#### WORK REQUIRED
What lines in the data hold the string "grammar"? Show them.
BEGIN ENTRIES SHOWN
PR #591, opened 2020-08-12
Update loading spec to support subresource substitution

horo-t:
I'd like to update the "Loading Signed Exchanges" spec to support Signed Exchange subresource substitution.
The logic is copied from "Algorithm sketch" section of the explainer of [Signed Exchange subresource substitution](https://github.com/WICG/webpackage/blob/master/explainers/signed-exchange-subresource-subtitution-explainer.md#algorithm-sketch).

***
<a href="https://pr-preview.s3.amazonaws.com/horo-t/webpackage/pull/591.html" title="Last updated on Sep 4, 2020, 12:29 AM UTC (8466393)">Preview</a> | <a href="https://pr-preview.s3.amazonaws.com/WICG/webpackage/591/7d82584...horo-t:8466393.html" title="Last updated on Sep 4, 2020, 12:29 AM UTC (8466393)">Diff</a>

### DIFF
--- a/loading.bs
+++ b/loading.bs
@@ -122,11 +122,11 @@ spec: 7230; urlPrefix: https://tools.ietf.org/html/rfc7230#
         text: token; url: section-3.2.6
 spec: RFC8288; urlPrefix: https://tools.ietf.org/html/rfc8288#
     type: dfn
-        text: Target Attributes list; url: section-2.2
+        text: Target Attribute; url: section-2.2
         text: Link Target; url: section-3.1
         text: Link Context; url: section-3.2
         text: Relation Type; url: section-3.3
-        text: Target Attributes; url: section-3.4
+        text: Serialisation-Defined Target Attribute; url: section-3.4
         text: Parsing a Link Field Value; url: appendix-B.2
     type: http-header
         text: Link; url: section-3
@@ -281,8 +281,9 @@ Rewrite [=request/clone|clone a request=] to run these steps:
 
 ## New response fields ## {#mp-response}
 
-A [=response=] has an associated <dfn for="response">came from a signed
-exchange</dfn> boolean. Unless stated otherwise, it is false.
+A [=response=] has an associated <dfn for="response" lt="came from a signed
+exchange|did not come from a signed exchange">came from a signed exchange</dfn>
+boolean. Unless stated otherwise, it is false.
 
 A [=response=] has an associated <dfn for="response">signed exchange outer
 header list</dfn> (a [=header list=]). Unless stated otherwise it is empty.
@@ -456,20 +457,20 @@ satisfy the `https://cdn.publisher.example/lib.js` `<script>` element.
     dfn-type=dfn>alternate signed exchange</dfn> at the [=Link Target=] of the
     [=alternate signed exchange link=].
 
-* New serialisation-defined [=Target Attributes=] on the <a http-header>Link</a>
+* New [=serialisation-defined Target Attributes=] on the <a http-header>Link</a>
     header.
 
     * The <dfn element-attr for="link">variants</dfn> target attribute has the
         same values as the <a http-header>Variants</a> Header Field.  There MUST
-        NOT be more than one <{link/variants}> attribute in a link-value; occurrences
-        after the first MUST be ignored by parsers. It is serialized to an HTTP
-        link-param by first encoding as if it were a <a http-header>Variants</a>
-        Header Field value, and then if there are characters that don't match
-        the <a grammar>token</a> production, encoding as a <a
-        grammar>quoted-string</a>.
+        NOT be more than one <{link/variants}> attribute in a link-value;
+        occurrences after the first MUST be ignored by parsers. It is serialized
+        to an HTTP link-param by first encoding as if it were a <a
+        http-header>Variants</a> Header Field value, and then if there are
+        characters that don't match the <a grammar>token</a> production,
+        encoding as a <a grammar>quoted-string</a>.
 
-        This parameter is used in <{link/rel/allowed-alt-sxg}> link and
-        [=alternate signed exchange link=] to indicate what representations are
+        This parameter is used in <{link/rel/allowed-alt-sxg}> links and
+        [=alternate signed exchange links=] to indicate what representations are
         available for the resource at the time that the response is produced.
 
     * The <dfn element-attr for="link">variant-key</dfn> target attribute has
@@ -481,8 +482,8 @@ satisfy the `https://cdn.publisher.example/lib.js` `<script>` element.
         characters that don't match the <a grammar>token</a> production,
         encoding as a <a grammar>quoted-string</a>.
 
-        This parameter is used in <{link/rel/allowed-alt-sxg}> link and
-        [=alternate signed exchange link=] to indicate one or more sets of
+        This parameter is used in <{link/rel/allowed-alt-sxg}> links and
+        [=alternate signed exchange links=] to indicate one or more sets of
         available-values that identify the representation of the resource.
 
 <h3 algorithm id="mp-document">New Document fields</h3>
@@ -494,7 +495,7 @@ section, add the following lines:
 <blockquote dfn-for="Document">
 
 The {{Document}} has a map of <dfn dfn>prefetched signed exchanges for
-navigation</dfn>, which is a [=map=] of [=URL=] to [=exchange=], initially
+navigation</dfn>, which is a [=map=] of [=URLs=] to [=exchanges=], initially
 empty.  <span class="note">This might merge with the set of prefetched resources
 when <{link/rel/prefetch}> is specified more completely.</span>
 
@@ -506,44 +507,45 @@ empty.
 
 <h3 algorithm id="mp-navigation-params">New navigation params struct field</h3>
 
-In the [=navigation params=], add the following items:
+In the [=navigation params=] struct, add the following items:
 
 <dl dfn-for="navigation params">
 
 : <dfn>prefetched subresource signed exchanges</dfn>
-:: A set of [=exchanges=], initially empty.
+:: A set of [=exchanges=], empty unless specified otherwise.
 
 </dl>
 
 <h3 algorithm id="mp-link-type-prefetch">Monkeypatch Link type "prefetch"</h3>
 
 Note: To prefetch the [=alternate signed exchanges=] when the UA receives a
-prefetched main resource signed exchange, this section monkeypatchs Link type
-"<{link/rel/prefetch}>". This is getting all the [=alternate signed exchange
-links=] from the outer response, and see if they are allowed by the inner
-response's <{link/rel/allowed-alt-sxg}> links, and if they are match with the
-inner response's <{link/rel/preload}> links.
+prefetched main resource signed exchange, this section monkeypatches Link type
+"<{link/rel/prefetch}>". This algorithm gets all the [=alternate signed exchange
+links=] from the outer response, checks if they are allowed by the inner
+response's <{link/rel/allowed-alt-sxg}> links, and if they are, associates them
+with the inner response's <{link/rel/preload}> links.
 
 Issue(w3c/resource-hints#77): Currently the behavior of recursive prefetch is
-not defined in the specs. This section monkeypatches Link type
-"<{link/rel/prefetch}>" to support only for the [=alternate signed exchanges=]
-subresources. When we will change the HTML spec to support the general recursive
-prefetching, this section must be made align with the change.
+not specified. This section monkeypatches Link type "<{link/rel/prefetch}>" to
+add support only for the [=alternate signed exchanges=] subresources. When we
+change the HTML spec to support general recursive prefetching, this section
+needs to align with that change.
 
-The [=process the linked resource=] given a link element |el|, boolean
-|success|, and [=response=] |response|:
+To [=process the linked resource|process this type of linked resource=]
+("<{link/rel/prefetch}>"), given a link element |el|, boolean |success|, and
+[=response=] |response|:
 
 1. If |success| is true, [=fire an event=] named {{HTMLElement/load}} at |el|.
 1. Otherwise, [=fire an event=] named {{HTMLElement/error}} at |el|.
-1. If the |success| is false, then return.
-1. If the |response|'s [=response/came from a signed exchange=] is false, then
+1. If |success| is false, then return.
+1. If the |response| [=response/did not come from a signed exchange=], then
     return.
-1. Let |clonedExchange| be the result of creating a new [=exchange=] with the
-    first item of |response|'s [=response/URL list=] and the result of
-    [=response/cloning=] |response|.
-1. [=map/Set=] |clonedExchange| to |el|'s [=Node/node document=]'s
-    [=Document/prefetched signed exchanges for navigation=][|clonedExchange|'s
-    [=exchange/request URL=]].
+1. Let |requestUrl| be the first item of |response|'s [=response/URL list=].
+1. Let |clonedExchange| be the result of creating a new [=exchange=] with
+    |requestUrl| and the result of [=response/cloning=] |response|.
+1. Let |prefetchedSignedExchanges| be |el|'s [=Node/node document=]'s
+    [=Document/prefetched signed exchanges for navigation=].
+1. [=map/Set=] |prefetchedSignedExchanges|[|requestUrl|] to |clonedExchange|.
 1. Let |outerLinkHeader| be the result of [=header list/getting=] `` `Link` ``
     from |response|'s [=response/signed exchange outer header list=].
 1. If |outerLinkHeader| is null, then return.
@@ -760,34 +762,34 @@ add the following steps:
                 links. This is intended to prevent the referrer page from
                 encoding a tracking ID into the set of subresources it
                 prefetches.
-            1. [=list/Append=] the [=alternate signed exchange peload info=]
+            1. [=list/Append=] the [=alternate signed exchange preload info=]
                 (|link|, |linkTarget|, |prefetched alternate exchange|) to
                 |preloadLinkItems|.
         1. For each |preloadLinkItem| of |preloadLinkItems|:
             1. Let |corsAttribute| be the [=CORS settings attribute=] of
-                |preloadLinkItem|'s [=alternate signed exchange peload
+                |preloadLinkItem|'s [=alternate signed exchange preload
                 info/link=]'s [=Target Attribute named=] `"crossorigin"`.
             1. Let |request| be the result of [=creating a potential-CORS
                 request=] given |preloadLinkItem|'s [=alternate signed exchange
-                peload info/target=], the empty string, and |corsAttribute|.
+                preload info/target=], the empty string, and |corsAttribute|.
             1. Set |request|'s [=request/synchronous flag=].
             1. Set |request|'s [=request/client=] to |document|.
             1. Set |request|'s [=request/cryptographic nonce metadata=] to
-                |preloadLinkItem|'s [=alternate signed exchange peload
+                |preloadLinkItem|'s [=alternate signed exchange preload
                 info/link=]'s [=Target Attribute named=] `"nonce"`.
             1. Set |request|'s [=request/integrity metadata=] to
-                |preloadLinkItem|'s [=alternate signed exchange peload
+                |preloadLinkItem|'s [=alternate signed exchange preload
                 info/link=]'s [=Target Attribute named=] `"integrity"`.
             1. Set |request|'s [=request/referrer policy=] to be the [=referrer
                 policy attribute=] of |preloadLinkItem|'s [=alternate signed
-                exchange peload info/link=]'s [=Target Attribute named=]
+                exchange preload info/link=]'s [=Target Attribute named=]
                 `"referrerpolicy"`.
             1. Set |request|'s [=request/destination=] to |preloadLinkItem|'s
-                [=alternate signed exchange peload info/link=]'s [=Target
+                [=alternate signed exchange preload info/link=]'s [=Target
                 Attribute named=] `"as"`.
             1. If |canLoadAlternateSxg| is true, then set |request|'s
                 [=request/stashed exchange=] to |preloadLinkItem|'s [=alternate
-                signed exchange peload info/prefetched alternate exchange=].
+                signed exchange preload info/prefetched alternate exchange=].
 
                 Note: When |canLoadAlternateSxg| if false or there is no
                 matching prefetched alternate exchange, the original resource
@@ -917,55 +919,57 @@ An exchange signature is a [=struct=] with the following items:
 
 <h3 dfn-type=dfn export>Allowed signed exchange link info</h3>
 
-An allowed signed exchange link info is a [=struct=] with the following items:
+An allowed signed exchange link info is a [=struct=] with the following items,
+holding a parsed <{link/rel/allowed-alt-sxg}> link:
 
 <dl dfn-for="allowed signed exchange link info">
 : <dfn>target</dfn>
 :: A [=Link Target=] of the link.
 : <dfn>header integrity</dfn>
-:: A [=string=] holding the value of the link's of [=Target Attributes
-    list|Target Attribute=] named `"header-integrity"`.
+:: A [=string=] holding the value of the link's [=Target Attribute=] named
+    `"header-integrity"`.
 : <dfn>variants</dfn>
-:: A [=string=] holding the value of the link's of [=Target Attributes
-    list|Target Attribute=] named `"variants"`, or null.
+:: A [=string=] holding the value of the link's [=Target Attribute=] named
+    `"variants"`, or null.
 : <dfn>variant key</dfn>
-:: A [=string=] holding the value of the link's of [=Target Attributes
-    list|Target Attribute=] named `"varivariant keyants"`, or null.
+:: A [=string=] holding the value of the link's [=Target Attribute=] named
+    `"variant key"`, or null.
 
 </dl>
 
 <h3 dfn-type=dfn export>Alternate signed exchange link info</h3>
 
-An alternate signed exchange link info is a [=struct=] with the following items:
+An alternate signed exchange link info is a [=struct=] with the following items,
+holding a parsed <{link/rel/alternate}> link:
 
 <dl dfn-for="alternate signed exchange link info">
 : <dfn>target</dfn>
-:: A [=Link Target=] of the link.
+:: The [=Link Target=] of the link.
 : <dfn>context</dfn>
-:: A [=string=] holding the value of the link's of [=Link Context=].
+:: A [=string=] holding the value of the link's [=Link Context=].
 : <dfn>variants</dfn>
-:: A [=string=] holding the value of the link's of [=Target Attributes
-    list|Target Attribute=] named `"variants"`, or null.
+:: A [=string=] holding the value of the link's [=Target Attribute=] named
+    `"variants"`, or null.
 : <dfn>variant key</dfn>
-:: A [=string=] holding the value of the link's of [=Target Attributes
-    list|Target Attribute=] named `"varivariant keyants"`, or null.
END ENTRIES SHOWN
#### TASK RESPONSE
-        the <a grammar>token</a> production, encoding as a <a
-        grammar>quoted-string</a>.
+        characters that don't match the <a grammar>token</a> production,
+        encoding as a <a grammar>quoted-string</a>.
         characters that don't match the <a grammar>token</a> production,
         encoding as a <a grammar>quoted-string</a>.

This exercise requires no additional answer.